**AVAILABLE DATA:**
PR #1198, opened 2026-05-06
fix(app): split coreclient's sqlite pool into two

gferon:
This is made possible after merging #1186

Goal: never ever see the "database is locked (error code: 5)" error message from `sqlite`

The idea behind this is rather simple (but should be effective): `sqlite` has a concept of write locks which are unfortunately unfair, meaning that with a default connection pool that are all handed out to code that wants to get a write in, the first one that manages to get the lock wins.

By splitting the pools into two, we make the queueing fair, since it relies internally on a `tokio::sync::Semaphore`. There's still a timeout (which we might have to tune) for waiting for the write connection to be acquired, but we can now rely on ordering.

Another nice aspect is that `sqlite` allows to make read-only connections, thus enforcing at runtime the inability to use a `impl ReadConnection` to write to the database.


coreclient/src/utils/persistence.rs
```diff
@@ -35,32 +35,45 @@ pub(crate) const AIR_DB_NAME: &str = "air.db";
...
+    let write_opts = opts
+        .clone()
         .journal_mode(SqliteJournalMode::Wal)
         .create_if_missing(true);
-    let pool = SqlitePoolOptions::new()
+    let write_pool = SqlitePoolOptions::new()
         .idle_timeout(None)
         .max_lifetime(None)
-        .connect_with(opts)
+        .max_connections(1) // this is key to our approach
```
raphaelrobert: Maybe make that comment a bit more explicit, it will be hard to understand in the future

coreclient/src/utils/persistence.rs
```diff
@@ -165,12 +180,23 @@ pub async fn open_client_db(user_id: &UserId, client_db_path: &str) -> sqlx::Res
...
         })
-        .connect_with(opts)
+        .connect_with(write_opts)
         .await?;
 
-    migrate!().run(&pool).await?;
+    migrate!().run(&write_pool).await?;
 
-    Ok(DbAccess::new(pool, StoreNotificationsSender::new()))
+    let read_opts = opts.journal_mode(SqliteJournalMode::Wal).read_only(true);
```
raphaelrobert: I think specifying the journal mode for read-only pool does not matter

coreclient/src/utils/persistence.rs
```diff
@@ -165,12 +180,23 @@ pub async fn open_client_db(user_id: &UserId, client_db_path: &str) -> sqlx::Res
...
+    let read_pool = SqlitePoolOptions::new()
+        .idle_timeout(None)
+        .max_lifetime(None)
+        .connect_with(read_opts)
```
raphaelrobert: Is there a reason you don't apply `after_release(...)` here?

raphaelrobert (approved):
LGTM in general, but I left a few questions

coreclient/src/utils/persistence.rs
gferon: Since we have created the database already by opening the write pool, you're right, but logically you _need_ to open the database in WAL mode in order for readers not to block writers (and vice-versa).

coreclient/src/utils/persistence.rs
gferon: Good catch! I just added it.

**REQUIRED ACTION:** Write each line of the data down again exactly as it reads.

**EXERCISE OUTPUT:**
PR #1198, opened 2026-05-06
fix(app): split coreclient's sqlite pool into two

gferon:
This is made possible after merging #1186

Goal: never ever see the "database is locked (error code: 5)" error message from `sqlite`

The idea behind this is rather simple (but should be effective): `sqlite` has a concept of write locks which are unfortunately unfair, meaning that with a default connection pool that are all handed out to code that wants to get a write in, the first one that manages to get the lock wins.

By splitting the pools into two, we make the queueing fair, since it relies internally on a `tokio::sync::Semaphore`. There's still a timeout (which we might have to tune) for waiting for the write connection to be acquired, but we can now rely on ordering.

Another nice aspect is that `sqlite` allows to make read-only connections, thus enforcing at runtime the inability to use a `impl ReadConnection` to write to the database.


coreclient/src/utils/persistence.rs
```diff
@@ -35,32 +35,45 @@ pub(crate) const AIR_DB_NAME: &str = "air.db";
...
+    let write_opts = opts
+        .clone()
         .journal_mode(SqliteJournalMode::Wal)
         .create_if_missing(true);
-    let pool = SqlitePoolOptions::new()
+    let write_pool = SqlitePoolOptions::new()
         .idle_timeout(None)
         .max_lifetime(None)
-        .connect_with(opts)
+        .max_connections(1) // this is key to our approach
```
raphaelrobert: Maybe make that comment a bit more explicit, it will be hard to understand in the future

coreclient/src/utils/persistence.rs
```diff
@@ -165,12 +180,23 @@ pub async fn open_client_db(user_id: &UserId, client_db_path: &str) -> sqlx::Res
...
         })
-        .connect_with(opts)
+        .connect_with(write_opts)
         .await?;
 
-    migrate!().run(&pool).await?;
+    migrate!().run(&write_pool).await?;
 
-    Ok(DbAccess::new(pool, StoreNotificationsSender::new()))
+    let read_opts = opts.journal_mode(SqliteJournalMode::Wal).read_only(true);
```
raphaelrobert: I think specifying the journal mode for read-only pool does not matter

coreclient/src/utils/persistence.rs
```diff
@@ -165,12 +180,23 @@ pub async fn open_client_db(user_id: &UserId, client_db_path: &str) -> sqlx::Res
...
+    let read_pool = SqlitePoolOptions::new()
+        .idle_timeout(None)
+        .max_lifetime(None)
+        .connect_with(read_opts)
```
raphaelrobert: Is there a reason you don't apply `after_release(...)` here?

raphaelrobert (approved):
LGTM in general, but I left a few questions

coreclient/src/utils/persistence.rs
gferon: Since we have created the database already by opening the write pool, you're right, but logically you _need_ to open the database in WAL mode in order for readers not to block writers (and vice-versa).

coreclient/src/utils/persistence.rs
gferon: Good catch! I just added it.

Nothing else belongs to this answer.